▼

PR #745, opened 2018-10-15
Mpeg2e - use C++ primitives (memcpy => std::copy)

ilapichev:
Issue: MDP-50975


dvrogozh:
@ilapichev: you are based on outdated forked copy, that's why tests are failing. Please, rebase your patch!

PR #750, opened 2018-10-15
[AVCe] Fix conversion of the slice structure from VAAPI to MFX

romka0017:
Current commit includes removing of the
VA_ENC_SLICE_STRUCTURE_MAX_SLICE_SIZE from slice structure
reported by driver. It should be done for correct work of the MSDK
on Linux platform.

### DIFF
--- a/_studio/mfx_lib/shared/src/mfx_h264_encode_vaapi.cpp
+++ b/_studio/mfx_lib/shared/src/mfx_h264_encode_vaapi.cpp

▲

Work order
Starting at the line that contains "Current commit includes removing of the", write out every line to the end of the entries, exactly as given.

Solution to the problem
Current commit includes removing of the
VA_ENC_SLICE_STRUCTURE_MAX_SLICE_SIZE from slice structure
reported by driver. It should be done for correct work of the MSDK
on Linux platform.

### DIFF
--- a/_studio/mfx_lib/shared/src/mfx_h264_encode_vaapi.cpp
+++ b/_studio/mfx_lib/shared/src/mfx_h264_encode_vaapi.cpp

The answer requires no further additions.